First, obtaining suitable data for the approximation of the IEC/EC landscape requires time in searching and sorting operations. With a view to maximizing performance and saving time, we need to select an easy way to obtain the sample data. Secondly, from the experimental results, the distance nearest data strategy is more costly than any of the other sampling data strategies. The acceleration performance of the approximation model combined with distance nearest data is not as good as the others. So with a view to practical applications, the distance nearest data strategy exhibits low performance. Third, our proposed acceleration methods that use the best data strategy to approximate the model in the lower search space perform better than the previous acceleration methods in some cases. However, if we select a data sampling strategy which is even more time efficient and does not require searching and sorting, such as the random data strategy, the performance of our proposed methods may be further improved. This is a direction for further research.

7.4 Limitations

Additional time is required to approximate the IEC/EC search space when using our proposed acceleration methods, so the IEC/EC algorithm’s computational complexity is increased. The performance issue is the biggest problem for the application of our acceleration methods. Although our proposed methods exhibit performance that is better than the previously proposed acceleration methods, performance remains a critical issue when looking to apply the method. When this acceleration is used in a concrete application, we must consider the issue of performance and find a balance between algorithm computational complexity and the speed of convergence.

Population diversity is the key consideration for obtaining the final global optimum in IEC/EC. Acceleration methods can lead to a premature convergence on a local optimum in some special landscape conditions. When a nearly identical elite is inserted generation after generation, our proposed method can lead to premature convergence. The issue of elite insertion strategy selection is a topic of considerable importance when applying our proposed acceleration methods to concrete IEC/EC applications.

8 Conclusion and future work

We proposed IEC/EC convergence be accelerated by using a dimensionality reduction technique in approximating the fitness landscape. The novel feature in these acceleration methods was to use elite synthesized from elite points found in lower dimensional spaces. The main contribution of this study was utilizing the notion of dimensionality reduction for approximating the fitness landscape to accelerate IEC/EC searches. Our experimental evaluations with a Gaussian mixture model and 34 benchmark functions showed that the proposed methods can accelerate IEC and EC searches with lower computational cost. The acceleration performance can be obtained in both lower and higher dimensional problems, especially when the landscape of the tasks takes on a roughly big valley structure. We also analyzed the relationship between the performance of the proposed methods and the landscape shapes.

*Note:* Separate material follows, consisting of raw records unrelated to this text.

PR #129, opened 2022-04-26
fix(explore): subpath queries

skjindal93:
## Description
Subpath attribute expressions were picking up the same value type/attribute kind as map, instead of primitive value types inside the map

Basically, if the query says 

```
url: selection(
  expression: { key: "spanTags", subpath: "url" }
) {
  value
}
```
the attribute kind for `url` becomes `TYPE_STRING_MAP`, since the attribute kind for `spanTags` is `TYPE_STRING_MAP`. This was leading to "Unable to read Map JSON String data" error, since the value for the subpath `url` isn't really a map

### Testing
Tested end to end

### Checklist:

### DIFF
--- a/gateway-service-impl/src/main/java/org/hypertrace/gateway/service/common/QueryRequestContext.java
+++ b/gateway-service-impl/src/main/java/org/hypertrace/gateway/service/common/QueryRequestContext.java
@@ -3,12 +3,14 @@ package org.hypertrace.gateway.service.common;
 import java.util.HashMap;
 import java.util.Map;
 import java.util.Objects;
+import org.hypertrace.gateway.service.v1.common.AttributeExpression;
 import org.hypertrace.gateway.service.v1.common.FunctionExpression;
 import org.hypertrace.gateway.service.v1.common.TimeAggregation;
 
 // Hold some of request fields and mappings needed when parsing the query service response
 public class QueryRequestContext extends RequestContext {
   private final Map<String, FunctionExpression> aliasToFunctionExpressionMap = new HashMap<>();
+  private final Map<String, AttributeExpression> aliasToMapAttributeExpressionMap = new HashMap<>();
   private final long startTimeMillis;
   private final long endTimeMillis;
   private final Map<String, TimeAggregation> aliasToTimeAggregation = new HashMap<>();
@@ -30,6 +32,15 @@ public class QueryRequestContext extends RequestContext {
 
   public FunctionExpression getFunctionExpressionByAlias(String alias) {
     return aliasToFunctionExpressionMap.get(alias);
+  }
+
+  public void mapAliasToMapAttributeExpression(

Theoretical research is but one part of this scientific research; the ultimate objective of our research is to apply this novel method and technique to actual applications with societal benefit. We conducted simulation evaluations to compare characteristics of several methods with multiple different initializations under the same experimental conditions. In the next step, we should quantitatively evaluate IEC user fatigue and collect basic experimental data together with the convergence experiments’ results in this paper. After that, we need to conduct human subjective tests with human IEC users, evaluate user fatigue and acceleration performance synthetically, and conclude the evaluation of the proposed methods. It is important to obtain conclusions through its application and thus find new directions by which we can improve our work. We expect these developments will occur on topics such as the selection of the linear or nonlinear model, the actual interpolation or approximation methods used and the expression of the regression space. We will continue conducting research on those topics in the future.